Case ID: ad2d_39/html/0845-03.html
Source: Caselaw Access Project
Author: {"author": "", "license": "Public Domain", "url": "https://static.case.law/"}
Date Created: 2024-08-24T03:29:51.129683

The People of the State of New York, Respondent, v. Solomon Bloom, Appellant.
   Judgment, Supreme Court, New York County, rendered on October 15, 1971, affirmed. Concur—Stevens, P. J., Kupferman and Murphy, JJ.; Markewich, J., dissents in the following memorandum: Certainly the sentence of one year imposed upon defendant-appellant is not excessive when his background and record are considered. The difficulty I perceive is that the plea of guilty is clouded by the doubt, however small, that it did not rest upon his belief that he had been promised a sentence of no more than 90 days in return for the plea. The doubt is occasioned by several factors found in the record, all pointing, perhaps not irresistibly but pointing, nevertheless, to there having been an off-the-record Bench conference before the plea was entered: discussion of “waiver” of the probation report; adjournment of sentence without request for a report, and with judicial knowledge of defendant’s record, to the time when a longer sentence would be impermissible in the absence of a report; the court’s reference to relative unimportance of the crime charged; reference, undenied, to the bench conference; substitution of prosecutors between court appearances, attended by later prosecutorial insistence on a report — all factors reminiscent of the circumstances in Santobello v. New York (404 U. S. 257).
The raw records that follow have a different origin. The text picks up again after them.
PR #2148, opened 2026-08-04
Fail fast and preserve the cause when no trainer cell can recover

fzyzcjy:
Part of #1837

### DIFF
--- a/miles/ray/train/group.py
+++ b/miles/ray/train/group.py
@@ -26,7 +26,7 @@ from miles.utils.audit_utils.witness.allocator import WitnessIdAllocator, read_p
 from miles.utils.ft_utils.health_checker import ActivenessTracker, NoopHealthChecker, SimpleHealthCheckerConfig
 from miles.utils.ft_utils.indep_dp import IndepDPInfo
 from miles.utils.megatron_args_utils import compute_megatron_world_size_except_dp
-from miles.utils.retry_utils import retry
+from miles.utils.retry_utils import NonRetryableError, retry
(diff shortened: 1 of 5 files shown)


miles/ray/train/group.py
```diff
@@ -200,14 +200,15 @@ def _log_step_end_event(self, *, rollout_id: int, snapshot_alive_cells: list, re
...
+    def _check_train_one_attempt(self, snapshot_alive_cells, results):
         outcomes = RayTrainGroup._compute_attempt_outcomes(snapshot_alive_cells, results)
         if not outcomes["normal"] and not outcomes["discarded"]:
             log_structured(
                 logger.error, tag="ft", op="check", **outcomes, decision="retry", reason="all alive cells failed"
             )
-            raise RuntimeError("All cells failed in this training attempt")
+            raise self._make_all_cells_failed_error("All cells failed in this training attempt") from _first_exception(
+                results
+            )
```
fzyzcjy, line 211: [P2] Match the terminal failure log to the actual decision

When every live trainer cell fails and no recoverable cell remains, this helper returns `NonRetryableError`, which `retry()` re-raises immediately, but the branch has already emitted `decision=retry`. No subsequent retry or giving-up record is produced, so the structured FT log contradicts the terminal control flow. Derive the logged decision from the selected exception; this mismatch remains in deliver-1 (`deec6fce05`) and deliver-2 (`f5a18edf2a`).

fzyzcjy (commented):
The op's recoverability issue is transient and repaired before deliver-1. However, the terminal all-cell path still emits an incorrect retry decision in both safe delivers.

PR #2149, opened 2026-08-04
Report lifecycle failures instead of silently continuing without cells

fzyzcjy:
Part of #1837


fzyzcjy (commented):
The production changes correctly report loss of the last live trainer cell while preserving partial-failure tolerance and the train-specific outcome handling. No blocker persists at the target safe deliver.

PR #2150, opened 2026-08-04
Return one train step output type from every trainer backend and scenario

fzyzcjy:
Part of #1837


fzyzcjy (commented):
No correctness or regression issue introduced by this commit remains at deliver-1. Subsequent return-value and external-data wiring is intentionally supplied by later operations and is outside this operation's scope.

PR #2151, opened 2026-08-04
Return one train result per worker from the cell based train group

fzyzcjy:
Part of #1837


fzyzcjy (commented):
The production changes correctly return the successful attempt's per-worker results, and the generic retry return does not regress existing callers. No in-scope blocker remains at deliver-1.

PR #2152, opened 2026-08-04
Support external data in the cell based train group

fzyzcjy:
Part of #1837

### DIFF
--- a/miles/ray/train/cell.py
+++ b/miles/ray/train/cell.py
@@ -18,6 +18,7 @@ from miles.ray.train.cell_state import (
 from miles.utils.ft_utils.api_server.models import CellStatus
 from miles.utils.ft_utils.health_checker import BaseHealthChecker
 from miles.utils.ft_utils.indep_dp import IndepDPInfo
+from miles.utils.retry_utils import NonRetryableError
 from miles.utils.tracking_utils.structured_log import log_structured
 
 logger = logging.getLogger(__name__)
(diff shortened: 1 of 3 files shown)


miles/ray/train/cell.py
```diff
@@ -74,6 +75,29 @@ async def init(
...
+    async def train(
+        self,
+        *,
+        rollout_id: int,
+        rollout_data_ref,
+        witness_info,
+        attempt: int,
+        external_data: list | None = None,
+    ) -> list:
+        if external_data is not None and len(external_data) != len(self._get_actor_handles()):
```
fzyzcjy, line 87: [P2] Preserve non-list external-data broadcasts

When `external_data` is a single shared payload, which the existing v1 `RayTrainGroup.train` explicitly supports by broadcasting every non-list value, this `len()` call raises `TypeError` for objects such as `Box` or `TrainStepOutput`; because the cell remains alive, the group can retry the deterministic failure up to 30 times. Deliver-1 deletes v1 but retains this code, so handle non-list payloads as broadcasts before validating per-worker lists, consistent with `.claude/rules/general-code-style.md:14-15`.

fzyzcjy (commented):
Deliver-1 removes the v1 trainer while retaining the new list-only dispatch, so callers using the previously supported broadcast payload form fail or exhaust retries. This compatibility regression remains unresolved at the target deliver.

PR #2153, opened 2026-08-04
Support multi-LoRA adapter reconciliation in trainer v2

fzyzcjy:
Part of #1837


fzyzcjy (commented):
Within the requested production scope, adapter reconciliation remains functional at deliver-1 and deliver-2, with no correctness or regression blocker identified.

PR #2154, opened 2026-08-04
Make the cell based train group the only trainer implementation

fzyzcjy:
Part of #1837


miles/ray/train/group.py
```diff
@@ -289,6 +289,13 @@ async def save_model(self, rollout_id: int, force_sync: bool = False):
             max_attempts=_RETRY_MAX_ATTEMPTS,
         )
 
+    async def export_hf(self, rollout_id: int, path: str):
+        """Export current weights as an HF checkpoint. Only cell 0 exports to avoid file write conflicts."""
+        await retry(
+            lambda _: self._execute_first_alive("export_hf", rollout_id=rollout_id, path=path),
```
fzyzcjy, line 295: [P1] Do not kill trainer cells on optional export failures

At a nonfinal staged snapshot eval, a converter or I/O error—or FSDP's unsupported `export_hf`—runs through `RayTrainCell.execute` with `kill_on_failure=True`, stopping the trainer before `EvalDispatcher` catches the error and skips the eval. The next training step then has no live cell; use non-destructive dispatch for this optional export. This remains in deliver-1 and deliver-2.

miles/utils/arguments.py
```diff
@@ -3236,11 +3236,6 @@ def miles_validate_args(args):
         assert (
             args.megatron_to_hf_mode != "bridge"
         ), "Critic models are not supported with --megatron-to-hf-mode bridge"
-        assert not enable_experimental_ft_trainer(), (
-            "Shared Actor/Critic PPO is not supported with MILES_EXPERIMENTAL_FT_TRAINER=1: the v2 "
-            "fault-tolerant train group cannot route critic values or lifecycle options yet. "
-            "Unset MILES_EXPERIMENTAL_FT_TRAINER or use a non-PPO advantage estimator."
-        )
         assert args.kl_coef == 0, (
```
fzyzcjy, line 3282: [P1] Reject multi-cell shared PPO during validation

With `--advantage-estimator ppo` plus `--indep-dp` or trainer fault tolerance, validation now succeeds even when multiple cells are created, but `train.py` passes critic results as `external_data` and `RayTrainGroup.train` immediately asserts that external data requires one cell. Preserve one-cell PPO support while rejecting the multi-cell case here; the missing guard and runtime assertion remain in deliver-1 and deliver-2.

fzyzcjy (commented):
The mandatory cell trainer leaves two configurations that pass validation or promise graceful degradation with runtime-fatal behavior. Both regressions persist through deliver-1 and deliver-2.

PR #2155, opened 2026-08-04
Assign the trainer master address from the driver instead of rank zero

fzyzcjy:
Part of #1837


fzyzcjy (commented):
No correctness or regression blocker introduced by this op remains at the deliver-1 safe point.

PR #2156, opened 2026-08-04
Extract the shared actor creation and port allocation in the worker manager

fzyzcjy:
Part of #1837


fzyzcjy (commented):
The extraction preserves command-actor creation, port allocation, and shutdown behavior. The only direct semantic change corrects the invalid static-port cell-index access, and no regression introduced by this op survives deliver-1.

PR #2157, opened 2026-08-04
Give worker specs a launch context and serve mode scheduling options

fzyzcjy:
Part of #1837


fzyzcjy (commented):
No correctness or regression blocker introduced by this op remains at deliver-1. Context-aware worker configuration preserves existing command-worker behavior, and serve-mode integration is completed before the target safe deliver.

As said in another context: “ The State is not so short of grist for its criminal mill that it must absorb convictions obtained in the ” * * circumstances present here.” (People v. Flowers, 30 N Y 2d 315.) A hearing of less than an hour on defendant’s application to withdraw his plea would have resolved all doubt as to what had taken place at the conference. It is not too late for it to be held now, and I would vacate and remand accordingly.